Pick each line containing the word "This" out of the data below.

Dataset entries

= Beginning of Section =

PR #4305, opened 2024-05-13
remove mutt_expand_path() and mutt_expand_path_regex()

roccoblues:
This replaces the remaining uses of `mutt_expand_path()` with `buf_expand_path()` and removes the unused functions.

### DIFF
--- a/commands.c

= End of Section =
= Beginning of Section =

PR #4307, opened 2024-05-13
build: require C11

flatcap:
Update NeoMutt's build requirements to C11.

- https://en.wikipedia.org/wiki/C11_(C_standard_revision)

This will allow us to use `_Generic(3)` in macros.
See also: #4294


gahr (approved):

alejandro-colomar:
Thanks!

= End of Section =

▶ **EXERCISE ANSWER**:
This replaces the remaining uses of `mutt_expand_path()` with `buf_expand_path()` and removes the unused functions.
This will allow us to use `_Generic(3)` in macros.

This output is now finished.